RYT: Besides traditional track work outs, are there any other types of cross training you’d recommend to runners?
JF: Runners who are playing sports like basketball and soccer while training for a marathon or half marathon should lift a lot. The runner specific core and strength work is helpful, but because of the injury risk I’d step it up a notch and lift 1-2 times in the gym with classics like squats and dead lifts. This is going to protect you even more from injuries.
Depending on your available time, some zero-impact aerobic cross-training like pool running or cycling in addition to everything else can’t hurt either.
TS: I love swimming — and while not a direct correlation, I think doing swim intervals help a lot with the huff-and-puff aspect (and helps save your body on non-hoops days). And if you’re a post player like me, core and glute exercises are a good addition to help you handle the banging inside.
So there you have it.
After hearing these guys’ thoughts on mixing basketball and running, I decided to take a bit of a break from “serious” running while I’m playing basketball. I’m still running, but my running schedule isn’t nearly as strict as it would be if I were officially training for a race.
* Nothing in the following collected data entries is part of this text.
PR #921, opened 2019-01-03
[7.0] Added redirect_uri and user_id options to cli

matthewsuan:
When using `passport:client` commands, add `redirect_uri` and `user_id` options. Useful for automated builds.


driesvints:
Can you give a specific example how this would be useful?

matthewsuan:
I found myself wanting this feature for my ci builds and testing scripts.

I have deploy scripts where I am creating new oauth client on the fly and this is not directly achievable using current setup.

I found out `--name` option is added so why not `--user_id` and `--redirect_uri`.

matthewsuan:
cool thanks!

PR #926, opened 2019-01-10
[7.0] Make name an optional question

ankurk91:
The command ask a required question  but allows user to skip; which cause failure in mysql insert query.
Just press enter when the command asks
"What should we name the client?:"

```
php artisan passport:client --client
```

This PR will auto guess the name when no name is specified or input by user.


ankurk91:
We should also put some validation on `createAuthCodeClient`

https://github.com/laravel/passport/blob/514e2d551af6b87baf182dfa2dff7f203997e376/src/Console/ClientCommand.php#L122

Issue #1190, opened 2020-02-12
Made lifetime for auth code easy customizable


prodigy7:
So far I hope understand right, auth code are currently valid for 10 minutes. The OAuth 2.0 spec recommends a maximum lifetime of 10 minutes and I want set a shorter lifetime (30-60 seconds).

So far I understand, the lifetime is set here (passport/src/PassportServiceProvider.php):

I’ve been playing in a basketball league for a few weeks now and while I’m a little rusty and one of the older guys on the court at any given time, I’m having fun. It’s been a nice break from running.
Having said that, I’m signed up for two half -marathons this year, so this basketball respite will be short lived. I still have some ambitious goals for half marathons this year (more on that later), so I’ll be back out logging miles in no time.